Example: verizon_jun-19-2025_3-45pm_25pages.json
Cache Optimization Strategies:
- Gzip compression for large content sets (40-60% size reduction)
- Incremental updates for partial re-crawls
- Metadata indexing for fast cache browsing
- Automatic cleanup of stale cache files (>30 days)
Error Handling & Resilience
Fault Tolerance Design:
- Graceful degradation when ChromaDB unavailable
- Request retry logic with exponential backoff
- Content extraction fallbacks (Trafilatura → BeautifulSoup → raw text)

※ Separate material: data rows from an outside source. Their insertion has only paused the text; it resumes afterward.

PR #1798, opened 2019-02-13
sped up "select all that match this search" by (1) preventing the eve…

boutell:
…nt from firing twice, and (2) eliminating expensive DOM manipulation for the vast majority of ids that are not part of the current page of results


grdunn:
@boutell sans those linter errors -- looks good

boutell:
tnx

PR #1809, opened 2019-02-26
if boolean schema field is required and false, throw error

stuartromanek:


lib/modules/apostrophe-schemas/public/js/user.js
```diff
@@ -1176,7 +1176,7 @@ apos.define('apostrophe-schemas', {
       convert: function(data, name, $field, $el, field, callback) {
         data[name] = $field.val();
         // Seems odd but sometimes used to mandate an "I agree" box
-        if (field.required && !data[name]) {
+        if (field.required && (!data[name]) || data[name] === '0') {
```
boutell: I think you need more parenthesis grouping here, it's ambiguous what's going on between the `&&` and `||`.

boutell:
This change is correct in accordance with the documentation. However, I had a doubt while preparing for release, and it turns out that enterprise clients are using "required: true" incorrectly for booleans quite a bit in their code. So presumably others are as well.

I think we may be forced to revert to the existing semantics here in which required unfortunately isn't very useful for booleans.

Obviously the frontend code that doesn't really enforce this should at least go away so it's not confusing, and the documentation should be fixed. And we could introduce a `mandatory` flag to do what we used to claim it would do. ☹️ 

What do you think @stuartromanek?

stuartromanek:
A `mandatory` or similar flag would be much clearer

Issue #1810, opened 2019-02-26
minSize not working in apostrophe-images


mtthwmnc:
```
"apostrophe": "^2.79.0",
```

Image manager is bringing up images that do not meet the required `minSize`. Allows you to save the field and it renders an empty singleton.

boutell:
To be precise, it blocks me from uploading a too-small image, but it still lets me pick one that's already present. So it's not a complete failure to pass on the hints to the chooser. Hmm.

boutell:
See #1814

PR #1814, opened 2019-02-28
pass the minSize hint, and other hints, the modern way so we cannot p…

boutell:
…ick images the wrong size


boutell:
closes #1810

PR #1817, opened 2019-02-28
Add existence check when insensitive sorting

fawzisf:


fawzisf:
Yeah my bad forgot to run eslint, all well now

Issue #1821, opened 2019-03-05
def is not respected for properties of the global doc when starting up a new site, or when starting up with newly defined fields that have def


boutell:
When starting up a new site that has not contained a global doc before, the `def` property should be respected for properties of the global doc.

boutell:
This should also do the right thing when restarting with additional properties added that have a def, with or without workflow, and should consult getDefault if needed.

PR #1822, opened 2019-03-05
def property should be respected for fields of global doc, both at in…

boutell:
…sert time and if there are new fields at restart time


boutell:
Closes #1821

PR #1834, opened 2019-03-19
Select multiple checkboxes with shift key.

bharath6365:
Add the ability to select multiple checkboxes by holding on to left shift (Something like Gmail) on the Reorganize Pages Module.

### DIFF
--- a/index.js
+++ b/index.js
@@ -491,7 +491,7 @@ module.exports = function(options) {
   }
 
   function lint(s) {
-    self.utils.warn('\n⚠️  It looks like you may have made a mistake in your code:\n\n' + s + '\n');
+    self.utils.warnDev('\n⚠️  It looks like you may have made a mistake in your code:\n\n' + s + '\n');
   }
 
   function afterInit(callback) {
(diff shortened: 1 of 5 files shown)


boutell:
Nice! How about adding this to the manage modal of pieces as well while you're in the neighborhood?

Also, are you aware of the "select all" checkbox, and that after you do that it invites you to select *everything* matching the current filters? This isn't necessarily the same thing, I know; sometimes a person wants to select a lot of things, but not everything. Just checking.

bharath6365:
> Nice! How about adding this to the manage modal of pieces as well while you're in the neighborhood?
> 
> Also, are you aware of the "select all" checkbox, and that after you do that it invites you to select _everything_ matching the current filters? This isn't necessarily the same thing, I know; sometimes a person wants to select a lot of things, but not everything. Just checking.

Hey Boutell. Will add this functionality to manage modal of pieces as well and then I will notify you.
Yes I noticed the select all checkbox on the top left but like you said I wanted to select a lot of things but not everything :)

bharath6365:
Hey Tom. I will rise the changes in a new PR. Somehow I managed to mess with GIT History.

PR #1846, opened 2019-03-25
Active array item in last to be resetted when deleting other items

anwarhussain93:
**Steps to reproduce :-**

1. In schema, add a two item back to back in an array
2. Ensure the active item in an array to be a last item
3. Delete any one item in an array other than last item
4. Now click add new item in an array. It’ll throw an error and the whole saved items in an array will become lose.


boutell:
Thanks!

PR #1961, opened 2019-06-28
integrate storybook into the 3.0 branch

stuartromanek:
This installs `apostrophe-storybook` as a dev dependency of Apostrophe and includes an npm task that reaches in and turns it on.

Does anyone oppose `apostrophe-storybook` remaining it's own repo?

### DIFF
--- a/package.json
+++ b/package.json
@@ -6,8 +6,7 @@
   "scripts": {
     "test": "mocha && eslint .",
     "lint": "eslint .",
-    "storybook": "(cd node_modules/apostrophe-storybook && start-storybook -p 6006)",
-    "build-storybook": "build-storybook"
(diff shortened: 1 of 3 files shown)


package.json
```diff
@@ -5,7 +5,9 @@
   "main": "index.js",
   "scripts": {
     "test": "mocha && eslint .",
-    "lint": "eslint ."
+    "lint": "eslint .",
+    "storybook": "(cd node_modules/apostrophe-storybook && start-storybook -p 6006)",
+    "build-storybook": "build-storybook"
```
boutell: How does this one work? Is build-storybook globally installed or something?

stuartromanek: oops this is a stump .. this is what we need to write, will remove

PR #1966, opened 2019-07-02
Allows test destroy util without done

abea:
Adds an option to use the `destroy` test utility method without `done`. This lets us use the method for a secondary Apostrophe instance in async tests.

### DIFF
--- a/test-lib/util.js
+++ b/test-lib/util.js
@@ -7,7 +7,7 @@ var async = require('async');
 // credentials per database.
 
 function destroy(apos, done) {
-  if (!apos) {
+  if (!apos && done) {
     done();
     return;
   }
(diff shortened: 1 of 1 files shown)


boutell:
You should instead pass an inline function as the "done" argument, and do your next step there.

Otherwise the next test might run with this secondary port still in use, and you don't know what that test might need, i.e. it might try to use that port. You should not call the final "done" until you are 100% sure everything is released.

abea:
The use case I came on was in an async test, which wouldn't be using `done()` at all (mocha throws a warning that it's over-specifying _something something_). In that case I'm trying to destroy a second instance of apostrophe at the end of its use. I could pass a function that does nothing, but that seems silly. My idea with this change is to prepare it to be used with the async tests we're writing more lately.

boutell:
any instance of apostrophe is holding onto a port number that the next test
file also being run by mocha, which you didn't write, might also need for
its own secondary instance of apostrophe. You can't know if that's going to
be the case.

So it is never okay to go on to the next test case in your file or end your
file without being sure that that port is closed.

if there is no done function on your step due to async/await then you can
promisify the destroy method and await it.

See the promisify method of node's built in util module.

PR #1968, opened 2019-07-03
1866 simple bundles for easier deployment in the cloud

boutell:
The underlying problem: when you have multiple servers/dynos, assets ought to be built once at deployment time and then served from a common location, like S3. 

The old solution: ... much too complicated. See our Heroku HOWTO. You had to build a named "asset bundle" and push it into your repo every time. This meant you couldn't "just merge to production to trigger Heroku," which is the right way to do Heroku, per our experienced team on the Crit project.

The new solution:

```
# Build the one and only asset bundle
APOS_BUNDLE=1 node app apostrophe:generation
# After deployment, launch taking advantage of the bundle
APOS_BUNDLE=1 node app
```

In Heroku that env var gets set the Heroku way, but that's the idea.

Under the hood it's pretty complicated - we have to stash the bundle in a tarball in the database, because all dynos/servers can see the database (unlike the filesystem). Those dynos/servers then extract it at startup so that any requests to access the files directly, rather than via S3, will still succeed too - a practical requirement in 2.x at least. We also have to handle the cleanup process for old bundles correctly.

I also changed the default delay before asset bundle cleanup in S3 to 5 hours because I was unrealistic about how long it might be before there are truly no servers expecting the old asset generation ID running.


boutell:
Thanks, fixed these issues and merged.

PR #1973, opened 2019-07-10
Required arrays cancelling arrays and dynamic select in arrays

### LINKED ISSUE #1969: Hidden, required array fields throw `required` errors when not populated
**To Reproduce**
1. Create a piece schema with a boolean or select field (e.g., `deciderField`) that activates a second field (`reliantField`). Make `reliantField` an array field and make it required.
2. Create a piece of that type, but do not activate the `deciderField`, keeping `reliantField` hidden.
3. Save the piece.

**Expected behavior**
Since the array field is hidden, it's requirement should not prevent saving.

**Describe the bug**
The hidden array field prevents saving, returning a `required` error.

boutell:
Fixed three array bugs:

(1) a required array hidden by showFields is in effect not required (same as other field types).

(2) Cancelling an edit operation on an array actually does revert everything, notably it does not leave you with a halfassed first entry in an array you never meant to create at all.

(3) Dynamic select and checkboxes fields work in arrays.

If you wish you can experience these fixes via the array-bug-tests branch of apostrophe-enterprise-testbed, which moves a bunch of fields of "Products" into a "Profiles" array field (look at the "Info" tab). The entire array becomes visible when you check "Has Profiles." (These are not actually regression tests, just a nice testbed for validating these fixes manually.)

closes #1969


boutell:
Crap I see this merges too much hang on.

PR #1976, opened 2019-07-10
additional logic for apos.utils.post and apos.utils.get for parsing json

grdunn:


lib/modules/apostrophe-browser-utils/public/js/lean.js
```diff
@@ -87,11 +87,46 @@
...
+      // If the response header is `application/json`, immediately try
+      // to JSON.parse(), and if it fails, report the error.
+      if (responseHeader === 'application/json; charset=utf-8') {
+        try {
+          data = JSON.parse(this.responseText);
+        } catch (e) {
+          return callback(e);
+        }
+      // If there is no explicit content-type header,
+      // test the trimmed response against our isJson() method.
```
boutell: isJSON is a function, not a method.

lib/modules/apostrophe-browser-utils/public/js/lean.js
```diff
@@ -87,11 +87,46 @@
...
+      // If it returns `true`, try to JSON.parse() it.
+      // And if it fails, try to JSON.stringify() it, and if that fails,
+      // report an error.
+      } else {
+        if (isJSON(trimResponse, callback)) {
+          try {
+            data = JSON.parse(this.responseText);
+          } catch (e) {
+            try {
+              data = JSON.stringify(this.responseText);
```
boutell: wat why would you stringify it? That would turn:

OK

Into (as a string): `"OK"`

at this point we just want to give up and treat data as a string, which it already is.

lib/modules/apostrophe-browser-utils/public/js/lean.js
```diff
@@ -87,11 +87,46 @@
...
+            } catch (e) {
+              return callback(e);
+            }
+            return callback(e);
+          }
+        // If the trimmed response returns false from our
+        // isJson() method, JSON.stringify it. If it fails,
```
boutell: Never stringify it. If JSON.parse doesn't like it, just deliver it as the string that it already is. This way if they ship us markup, we get the string with the markup, not a string with quotes around it.

lib/modules/apostrophe-browser-utils/public/js/lean.js
```diff
@@ -103,6 +138,18 @@
     });
   };
 
+  // Makes a reasonable determination that
+  // the data passed to the function is formatted
+  // JSON and returns `true`, if so. False, if not
+
+  function isJSON (json, callback) {
```
boutell: I'd call it `maybeJSON` as it's in no way definitive.

lib/modules/apostrophe-browser-utils/public/js/lean.js
```diff
@@ -103,6 +138,18 @@
...
+    if (!json) {
+      return callback(new Error('You forgot to pass JSON data as the first argument.'));
```
boutell: You should check that `json` is a string, not that it is falsy. The empty string is falsy and it is a plausible response.

lib/modules/apostrophe-browser-utils/public/js/lean.js
```diff
@@ -103,6 +138,18 @@
...
+    }
+    var cases = [ true, false, null, '"', '-', '[', '{' ];
```
boutell: You're looking for whether `json` is a string that begins with one of these strings - `'true'`, not `true`, for instance.

lib/modules/apostrophe-browser-utils/public/js/lean.js
```diff
@@ -103,6 +138,18 @@
...
+    return cases.some(function(element) { return json[0] === element; });
```
boutell: json[0] is going to be `'t'`, not `true`, so the test will fail for that case as written so far.

As for `.some`: back to IE9, so OK.

lib/modules/apostrophe-browser-utils/public/js/lean.js
```diff
@@ -87,42 +87,30 @@
...
             } catch (e) {
               return callback(e);
             }
             return callback(e);
           }
-        // If the trimmed response returns false from our
-        // isJson() method, JSON.stringify it. If it fails,
-        // report the error.
-        } else if (!isJSON(trimResponse, callback)) {
+        } else if (!maybeJson(trimResponse, callback)) {
```
boutell: This would just be "else", no need to duplicate the function call.

lib/modules/apostrophe-browser-utils/public/js/lean.js
```diff
@@ -87,42 +87,30 @@
...
-        if (isJSON(trimResponse, callback)) {
+        if (maybeJson(trimResponse, callback)) {
           try {
             data = JSON.parse(this.responseText);
           } catch (e) {
             try {
-              data = JSON.stringify(this.responseText);
+              data = this.responseText;
             } catch (e) {
               return callback(e);
```
boutell: Just `data = this.responseText` is very unlikely to throw an exception, I would not try/catch it. I think `responseText` is guaranteed to exist.

lib/modules/apostrophe-browser-utils/public/js/lean.js
```diff
@@ -87,42 +87,30 @@
...
             }
             return callback(e);
```
boutell: This is going to report an error after all and fail, remove this line; we set data to this.responseText to be tolerant and say "treat it as JSON only if it is valid as JSON."

lib/modules/apostrophe-browser-utils/public/js/lean.js
```diff
@@ -87,42 +87,30 @@
...
           }
-        // If the trimmed response returns false from our
-        // isJson() method, JSON.stringify it. If it fails,
-        // report the error.
-        } else if (!isJSON(trimResponse, callback)) {
+        } else if (!maybeJson(trimResponse, callback)) {
           try {
-            data = JSON.stringify(this.responseText);
+            data = this.responseText;
```
boutell: Always exists, no try/catch required.

lib/modules/apostrophe-browser-utils/public/js/lean.js
```diff
@@ -138,16 +126,12 @@
...
   };
 
-  // Makes a reasonable determination that
-  // the data passed to the function is formatted
-  // JSON and returns `true`, if so. False, if not
-
-  function isJSON (json, callback) {
-    if (!json) {
-      return callback(new Error('You forgot to pass JSON data as the first argument.'));
+  function maybeJson (json, callback) {
```
boutell: This should not take `callback`. Functions that take `callback` should invoke it in every case, not only in the error case like here, it is confusing because it does not follow the node callback convention.

This function is just a sniffer so it should be tolerant and not throw exceptions at all. Just return false.

lib/modules/apostrophe-browser-utils/public/js/lean.js
```diff
@@ -138,16 +126,12 @@
...
+    if (typeof json !== 'string') {
+      return callback(new Error('You forgot to pass a string as the first argument.'));
```
boutell: Just return false. No callback invocation that makes the flow of the code confusing, and no need for an error object.

boutell: Unfortunately this didn't make this morning's release, but if it gets wrapped up soon it could make the next one...

lib/modules/apostrophe-browser-utils/public/js/lean.js
```diff
@@ -87,11 +87,25 @@
...
   function monitor(xmlhttp, callback) {
     xmlhttp.addEventListener("load", function() {
+      var responseHeader = this.getResponseHeader("Content-Type");
+      var trimResponse = this.responseText.trim();
       var data;
-      try {
-        data = JSON.parse(this.responseText);
-      } catch (e) {
-        return callback(e);
+      if (responseHeader === 'application/json; charset=utf-8') {
```
boutell: Hmm, just make sure it either equals `application/json` in its entirety, or starts with `application/json;`. I say this because in this context `charset` is supposedly a cargo cult thing that has no meaning (JSON must be utf-8) and therefore might not be present. It took some research to figure that out just now. Weird.

lib/modules/apostrophe-browser-utils/public/js/lean.js
```diff
@@ -103,6 +117,14 @@
     });
   };
 
+  function maybeJson (json) {
+    if (typeof json !== 'string') {
+      return false;
+    }
+    var cases = [ 'true', 'false', 'null', '"', '-', '[', '{' ];
+    return cases.some(function(element) { return json.split(' ')[0] === element; });
```
boutell: Array.some is... oh, back to IE9. TIL.

This code is correct, but  you should use the second `limit` parameter to `split` to avoid doing a lot of extra work, since we'll use this a lot. We're only interested in the first result.

And, you should call `json.split(' ')[0]` just once and capture it in a variable rather than doing it on every pass through the loop. (Maybe the compiler figures this out for you, or maybe it can't.)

- OpenAI API rate limiting and error recovery
Monitoring & Observability:
- Real-time error tracking in progress interface
- Confidence scoring alerts for low-quality responses
- Performance metrics logging for optimization
- Debug mode with detailed operation tracing
This architecture provides enterprise-grade reliability while maintaining the flexibility needed for diverse website analysis scenarios. The technical choices prioritize semantic accuracy, performance optimization, and user experience while ensuring scalable deployment across various environments.